__Extracted records__:
PR #10465, opened 2020-06-05
Remove unneeded template argument

peterrum:
... since `structdim=3` also implies that `dim=3`.

I have skipped one instance, since it is modified in #10464.


drwells:
I am surprised to see that quite a few tests now fail - can you take a look?

peterrum:
> I am surprised to see that quite a few tests now fail - can you take a look?

@drwells I forgot to eliminate a `dim` at one place... But, that should be fixed now!

include/deal.II/grid/tria_accessor.templates.h
```diff
@@ -662,10 +657,8 @@ namespace internal
 
 
 
-      template <int dim, int spacedim>
       inline static bool
-      face_flip(const TriaAccessor<3, dim, spacedim> &accessor,
-                const unsigned int                    face)
+      face_flip(const TriaAccessor<3, 3, 3> &accessor, const unsigned int face)
```
drwells, line 661: :+1:

bangerth:
The existing infrastructure would have worked in 4d as well. But I suspect that getting 4d implemented will take another 20 years (that's how long the triangle stuff seems to be taking :-) ) and so I don't think we should worry about it :-)

peterrum:
> But I suspect that getting 4d implemented will take another 20 years

I was thinking about comparing the necessary work for extending deal.II to higher dimensions and to TET elements in my presentation at the workshop last week. My conclusion would have been that the latter is significantly more easy ;)

bangerth:
But that's because in hyper.deal you chose a very particular extension to higher dimensions, and because you haven't implemented the FEs for triangles yet :-)

PR #10469, opened 2020-06-05
Fixed default parameters for step-70.

luca-heltai:
In case we make a point release 9.2.x


luca-heltai:
Notice that I'm opening this against dealii-9.2. Should we make a new 9.2.1 branch, just in case?

bangerth:
Releases are just tagged commits on branches. So I *think* that this is the right approach.

tamiko:
> Notice that I'm opening this against dealii-9.2. Should we make a new
> 9.2.1 branch, just in case?

No, there is no necessity for another branch. Let's just push this on
the dealii-9.2 branch (as we have done in the last 5 years). :-)

PR #10470, opened 2020-06-05
Fix more issues found by AddressSanitizer

masterleinad:


masterleinad:
Some more information:
- We need to clear the vector of pointers in the move assignment operator and the move constructor. Otherwise, the `SmartPointer` will not unsubscribe when it is destroyed and the destructor still tries to signalize that the subscribed `SmartPointer`s are no longer valid (even if they don't exist anymore).
- In `IndexSet::is_ascending_and_one_to_one`, we try to find the first index that is not equal to `types::invalid_dof_index`. If the `IndexSet` is empty, this results in accessing memory out-of-bounds.
- In `GridTools::compute_local_to_global_vertex_index_map`, we call `MPI_Exscan` with `DEAL_II_VERTEX_INDEX_MPI_TYPE` which is always a 64bit type. In order to not to copy into memory not allocated, we need to make sure that the receive buffer type is also a 64bit type.

source/grid/grid_tools.cc
```diff
@@ -2266,7 +2266,7 @@ namespace GridTools
 
     // Make indices global by getting the number of vertices owned by each
     // processors and shifting the indices accordingly
-    types::global_dof_index shift = 0;
+    types::global_vertex_index shift = 0;
```
bangerth, line 2269: Good catch!

PR #10477, opened 2020-06-07
refactoring of GridTools::find_all_active_cells_around_point()

nfehn:
There are several functions ``find_active_cell_around_point()`` with different parameters. The function ``find_all_active_cells_around_point()`` is currently implemented in a way that it finds a first cell by calling one particular function ``find_active_cell_around_point()``, and subsequently adds all other neighboring cells. 

This PR enables that ``find_all_active_cells_around_point()`` can be used in combination with all other ``find_active_cell_around_point()`` functions (not just one particular function).


source/grid/grid_tools_dof_handlers.cc
```diff
@@ -609,116 +606,152 @@ namespace GridTools
...
-        // below.
-        else if (n_dirs_at_threshold == 2)
+          cells = find_cells_adjacent_to_vertex(
+            mesh, my_cell->vertex_index(local_vertex_index));
+        for (const auto &cell : cells)
+          if (cell != my_cell)
+            cells_to_add.push_back(cell);
+      }
+    // point on line in 3D: We cannot simply take the intersection between
+    // the two vertices of cels because of hanging nodes. So instead we
```
kronbichler, line 689:
```suggestion
    // the two vertices of cells because of hanging nodes. So instead we
```

source/grid/grid_tools_dof_handlers.cc
```diff
@@ -592,15 +592,12 @@ namespace GridTools
...
-    // of cells) and later add a list of more cells as appropriate.
     std::vector<
       std::pair<typename MeshType<dim, spacedim>::active_cell_iterator,
                 Point<dim>>>
       cells_and_points;
+
+    // find a first cell and point
     try
       {
         cells_and_points.push_back(find_active_cell_around_point_tolerance(
```
kronbichler, line 603: How about rewriting this part slightly, i.e., remove the `cells_and_points` vector above and inside the try clause do
```c++
const auto cell_and_point = find_active_cell_around_point_tolerance(...);
return find_all_active_cells_around_point(
          mapping, mesh, p, tolerance, cell_and_point);
```
and as a default case (search did not succeed) return `{}`? I think that would make the code easier to read.

nfehn: I addressed these points. I am not sure about the ifdef in the declaration because for the new function `MeshType` is now also a parameter of the function. Do I also have to add something to a .inst.in file?

nfehn:
I added an example to the docu.

nfehn:
I added a test and rebased

tamiko:
We need to clean up a couple of MPI tests that use `find_active_cells_around_point()` and are now failing at least for clang-10 with libc++, see https://cdash.43-1.org/viewTest.php?onlydelta&buildid=7263

PR #10483, opened 2020-06-09
Fix compilation with c++14: add missing instantiation

tamiko:
This hopefully fixes https://cdash.43-1.org/viewBuildError.php?buildid=7240

In reference to #10348


bangerth:
Currently fails like this:
```
/home/travis/build/dealii/dealii/source/lac/affine_constraints.cc:131: warning: no uniquely matching class member found for 
  template void::AffineConstraints::distribute<::LinearAlgebra::TpetraWrappers::Vector< float > >(::LinearAlgebra::TpetraWrappers::Vector< float > &) const
```

PR #10162, opened 2020-05-12
Refactor some SD tests

jppelteret:
Some of the SD tests are unstable, and seemingly depend on the standard library, number type, optimization parameters and compiler being used. Hopefully these changes fix that problem.

PR #10486, opened 2020-06-09
tests/symengine/batch_optimizer: add output variants

tamiko:
Add output variants for the symengine/batch_optimizer that fails due to
changes in the libstdc++ library between version 9 and 10.

Let's simply add an output variant for the time being. The proper fix
will be to change these tests to not produce output depending on the
standard library or compiler that is being used.


jppelteret:
I'd like to get some clarification on the potential overlap between this and https://github.com/dealii/dealii/pull/10162 before proceeding.

tamiko:
@jppelteret Wow, I didn't see #10162 at all. I remember looking at the description but I thought it were an issue not a pull request. Testing the proper fix as we speak.

jppelteret:
No worries. Thanks for testing it. I hope it sorts this all out.

tamiko:
Obsolete :smile_cat:

PR #10488, opened 2020-06-09
Insert particles

shahabgol:
A minor bug in calculation of IDs of new particles in multiple insertions is fixed.
The IDs of new particles started from 0 during each insertion. It is now changed to the number of particles in the system.


bangerth:
@gassmoeller -- what do you say?

blaisb:
> @gassmoeller -- what do you say?

I am not @gassmoeller, but I have a quick comment. Would it be better to use the next_free_particle_index() of the particle_handler class instead? The underlying assumption though is still that there is no "hole" in the particle numbering.

source/particles/particle_handler.cc
```diff
@@ -521,7 +521,8 @@ namespace Particles
     // Calculate all starting points locally
     std::vector<unsigned int> particle_start_indices(n_mpi_processes);
```
luca-heltai, line 522:
```suggestion
    std::vector<types::particle_index> particle_start_indices(n_mpi_processes);
```

luca-heltai:
Superseeded. Thanks for spotting this!

bangerth:
@luca-heltai -- could you add what it is superseded by? Also, would it be worth adding the test anyway?

luca-heltai:
Superseeded by #10510. These two were developed at the same time. The test is equivalent to one of the tests added in #10510.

__Exercise objective__:
Please transcribe exactly the lines above from the line that has "changes in the" up to and including the line that has "I am not @gassmoeller, but"; no other line belongs in the answer.

__Answer to the exercise__:
changes in the libstdc++ library between version 9 and 10.

Let's simply add an output variant for the time being. The proper fix
will be to change these tests to not produce output depending on the
standard library or compiler that is being used.


jppelteret:
I'd like to get some clarification on the potential overlap between this and https://github.com/dealii/dealii/pull/10162 before proceeding.

tamiko:
@jppelteret Wow, I didn't see #10162 at all. I remember looking at the description but I thought it were an issue not a pull request. Testing the proper fix as we speak.

jppelteret:
No worries. Thanks for testing it. I hope it sorts this all out.

tamiko:
Obsolete :smile_cat:

PR #10488, opened 2020-06-09
Insert particles

shahabgol:
A minor bug in calculation of IDs of new particles in multiple insertions is fixed.
The IDs of new particles started from 0 during each insertion. It is now changed to the number of particles in the system.


bangerth:
@gassmoeller -- what do you say?

blaisb:
> @gassmoeller -- what do you say?

I am not @gassmoeller, but I have a quick comment. Would it be better to use the next_free_particle_index() of the particle_handler class instead? The underlying assumption though is still that there is no "hole" in the particle numbering.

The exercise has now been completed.